AIM OF THE TASK: Would you show every line from the records that holds "this"?

SUPPLIED MATERIAL:
------------

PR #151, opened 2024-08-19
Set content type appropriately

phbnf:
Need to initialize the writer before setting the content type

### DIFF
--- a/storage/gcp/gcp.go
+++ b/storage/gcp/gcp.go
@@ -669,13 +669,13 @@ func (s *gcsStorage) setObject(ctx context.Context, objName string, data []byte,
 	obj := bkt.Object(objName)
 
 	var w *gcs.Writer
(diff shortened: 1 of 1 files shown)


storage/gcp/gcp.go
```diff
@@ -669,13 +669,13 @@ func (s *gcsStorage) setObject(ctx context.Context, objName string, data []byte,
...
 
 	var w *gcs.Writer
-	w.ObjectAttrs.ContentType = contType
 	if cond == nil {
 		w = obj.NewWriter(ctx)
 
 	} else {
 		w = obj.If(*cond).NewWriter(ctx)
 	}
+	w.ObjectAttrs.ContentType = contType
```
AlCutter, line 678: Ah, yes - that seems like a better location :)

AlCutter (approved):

------------

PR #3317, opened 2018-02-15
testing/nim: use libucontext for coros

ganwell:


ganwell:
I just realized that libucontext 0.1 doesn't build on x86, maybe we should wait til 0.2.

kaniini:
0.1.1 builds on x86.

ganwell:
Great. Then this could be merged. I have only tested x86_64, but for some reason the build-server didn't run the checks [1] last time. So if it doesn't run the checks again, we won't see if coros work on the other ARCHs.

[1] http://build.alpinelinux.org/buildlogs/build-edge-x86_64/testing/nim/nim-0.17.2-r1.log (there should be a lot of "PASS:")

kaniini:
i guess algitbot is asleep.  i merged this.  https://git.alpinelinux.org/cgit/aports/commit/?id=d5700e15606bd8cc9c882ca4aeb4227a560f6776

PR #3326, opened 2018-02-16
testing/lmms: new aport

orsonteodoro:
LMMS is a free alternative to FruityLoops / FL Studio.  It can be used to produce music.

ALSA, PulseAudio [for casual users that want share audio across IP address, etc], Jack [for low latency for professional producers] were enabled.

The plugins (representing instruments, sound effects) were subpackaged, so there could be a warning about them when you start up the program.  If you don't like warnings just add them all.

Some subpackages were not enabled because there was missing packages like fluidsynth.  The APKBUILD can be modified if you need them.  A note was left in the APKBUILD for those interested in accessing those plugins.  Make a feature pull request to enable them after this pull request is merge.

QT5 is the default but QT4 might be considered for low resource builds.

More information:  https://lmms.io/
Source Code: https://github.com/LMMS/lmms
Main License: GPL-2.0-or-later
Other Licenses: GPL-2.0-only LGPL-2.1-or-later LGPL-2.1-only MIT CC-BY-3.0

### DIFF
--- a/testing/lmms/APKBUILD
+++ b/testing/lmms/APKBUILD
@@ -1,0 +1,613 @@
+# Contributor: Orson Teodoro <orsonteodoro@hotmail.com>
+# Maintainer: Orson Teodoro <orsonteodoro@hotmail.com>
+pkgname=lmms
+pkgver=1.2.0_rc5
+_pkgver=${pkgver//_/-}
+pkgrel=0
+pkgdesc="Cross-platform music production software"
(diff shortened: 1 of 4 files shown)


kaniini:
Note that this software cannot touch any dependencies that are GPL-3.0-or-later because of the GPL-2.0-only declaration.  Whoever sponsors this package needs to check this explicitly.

------------

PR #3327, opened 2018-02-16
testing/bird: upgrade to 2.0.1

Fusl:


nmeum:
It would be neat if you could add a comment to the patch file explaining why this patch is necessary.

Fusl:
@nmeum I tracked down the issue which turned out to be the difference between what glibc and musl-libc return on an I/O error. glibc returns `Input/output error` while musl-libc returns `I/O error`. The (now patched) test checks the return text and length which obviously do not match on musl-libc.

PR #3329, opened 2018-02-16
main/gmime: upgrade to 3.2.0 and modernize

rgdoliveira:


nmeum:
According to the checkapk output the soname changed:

------------

SOLUTION:
Great. Then this could be merged. I have only tested x86_64, but for some reason the build-server didn't run the checks [1] last time. So if it doesn't run the checks again, we won't see if coros work on the other ARCHs.
i guess algitbot is asleep.  i merged this.  https://git.alpinelinux.org/cgit/aports/commit/?id=d5700e15606bd8cc9c882ca4aeb4227a560f6776
Some subpackages were not enabled because there was missing packages like fluidsynth.  The APKBUILD can be modified if you need them.  A note was left in the APKBUILD for those interested in accessing those plugins.  Make a feature pull request to enable them after this pull request is merge.
Note that this software cannot touch any dependencies that are GPL-3.0-or-later because of the GPL-2.0-only declaration.  Whoever sponsors this package needs to check this explicitly.
It would be neat if you could add a comment to the patch file explaining why this patch is necessary.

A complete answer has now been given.